## Work required
Retype every entry in its entirety, without alteration.

Records for this task START

PR #1943, opened 2025-02-12
Crossword controls A11y

oliverabrahams:
## What are you changing?

- Update the clue controls to have a label which tells which word is going to be checked / revealed / cleared
- Labels the Anagram Helper close button
- Auto focuses text input field when Anagram Helper opened

## Why?
- Improve a11y of the buttons

### DIFF
--- a/libs/@guardian/react-crossword/src/components/Controls.tsx
+++ b/libs/@guardian/react-crossword/src/components/Controls.tsx
@@ -66,7 +66,6 @@ const ClearClue = (props: ButtonProps) => {
 			aria-label={`Clear ${currentEntryId ? currentEntryId.split('-').join(' ') : 'word'}`}
 			data-link-name="Clear this"
 			aria-live={'off'}
-			role={'menuitem'}
 			{...props}
 		>
 			Clear Word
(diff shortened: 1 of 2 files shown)


libs/@guardian/react-crossword/src/components/Controls.tsx
```diff
@@ -149,6 +167,8 @@ const AnagramHelper = (props: ButtonProps) => {
 			onClick={toggleAnagramHelper}
 			data-link-name="Show anagram helper"
 			{...props}
+			role="none"
+			aria-hidden="true"
```
jamesmockett, line 171: There's no need for both as `aria-hidden` will remove the element from the accessibility tree so it's role won't be exposed anyway: https://www.scottohara.me/blog/2018/05/05/hidden-vs-none.html

libs/@guardian/react-crossword/src/components/Controls.tsx
```diff
@@ -424,6 +443,11 @@ export const Controls = () => {
 					}
 					return null;
 				})}
+				<AnagramHelper
+					key={'anagram-helper'}
+					disabled={disableClueControls}
+					tabIndex={-1}
```
jamesmockett, line 449: Is this going to prevent all users from tabbing to the _Anagram Helper_ button? (I night be misunderstanding as some attributes are being set here, and others directly on `ClueButton` further up.)

jamesmockett (approved):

Records for this task END

## Written reply
PR #1943, opened 2025-02-12
Crossword controls A11y

oliverabrahams:
## What are you changing?

- Update the clue controls to have a label which tells which word is going to be checked / revealed / cleared
- Labels the Anagram Helper close button
- Auto focuses text input field when Anagram Helper opened

## Why?
- Improve a11y of the buttons

### DIFF
--- a/libs/@guardian/react-crossword/src/components/Controls.tsx
+++ b/libs/@guardian/react-crossword/src/components/Controls.tsx
@@ -66,7 +66,6 @@ const ClearClue = (props: ButtonProps) => {
 			aria-label={`Clear ${currentEntryId ? currentEntryId.split('-').join(' ') : 'word'}`}
 			data-link-name="Clear this"
 			aria-live={'off'}
-			role={'menuitem'}
 			{...props}
 		>
 			Clear Word
(diff shortened: 1 of 2 files shown)


libs/@guardian/react-crossword/src/components/Controls.tsx
```diff
@@ -149,6 +167,8 @@ const AnagramHelper = (props: ButtonProps) => {
 			onClick={toggleAnagramHelper}
 			data-link-name="Show anagram helper"
 			{...props}
+			role="none"
+			aria-hidden="true"
```
jamesmockett, line 171: There's no need for both as `aria-hidden` will remove the element from the accessibility tree so it's role won't be exposed anyway: https://www.scottohara.me/blog/2018/05/05/hidden-vs-none.html

libs/@guardian/react-crossword/src/components/Controls.tsx
```diff
@@ -424,6 +443,11 @@ export const Controls = () => {
 					}
 					return null;
 				})}
+				<AnagramHelper
+					key={'anagram-helper'}
+					disabled={disableClueControls}
+					tabIndex={-1}
```
jamesmockett, line 449: Is this going to prevent all users from tabbing to the _Anagram Helper_ button? (I night be misunderstanding as some attributes are being set here, and others directly on `ClueButton` further up.)

jamesmockett (approved):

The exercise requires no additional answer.